Keenam sahabatnya Tasya menatap tajam Santy, Rere, Sinthia dan Catherine. Dan detik kemudian, keenamnya langsung menyerang Santy, Rere, Sinthia dan Catherine.
Byur...
"Aakkhh!" teriak kencang keenam sahabatnya Tasya sembari menutup kedua matanya.
Santy, Rere, Sinthia dan Catherine bersamaan menyiram wajah keenam sahabatnya Tasya dengan kuat bakso yang mana kuah bakso tersebut berwarna merah sehingga membuat keenam sahabatnya Tasya berteriak.
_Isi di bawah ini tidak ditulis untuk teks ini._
PR #3160, opened 2024-03-22
Fix link to JSAG copy of BettiCharacters package

d-torrance:
When I was preparing the 1.23 release, I noticed that the link to the `BettiCharacters` source code on the JSAG webpage was broken.  I was able to find it by playing around with the URL, and I used the link that worked in the `Certification` section.

I reported the broken link to JSAG.  They fixed it, but now the link I used in the package is broken!


mahrud:
Since the change is minor I cancelled the builds. Would be good if there were different levels of checks:
1. no check at all
2. only lint / spellcheck
3. also run package examples / tests using latest nightly build
4. also compile first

Santy, Rere, Sinthia dan Catherine melakukan hal extreme itu karena mereka tidak ingin membuang-buang tenaganya. Dengan menyiram wajah keenam sahabatnya Tasya dengan kuah bakso miliknya sudah termasuk meringankan pekerjaannya.
Setelah puas dengan aksinya, Kimberly memutuskan pergi meninggalkan kantin diikuti oleh keempat sahabatnya dengan tersenyum penuh kebahagiaan.
Sementara untuk Billy, Tommy, Aryan, Triny serta sahabatnya tersenyum penuh kebahagiaan atas apa yang dilakukan oleh Kimberly, Santy, Rere, Sinthia dan Catherine.
"Itu baru cewek gue!"
"Itu baru sepupu gue!"
Aryan, Triny, Lionel, Satya, Billy, Tommy, Henry berucap bersamaan.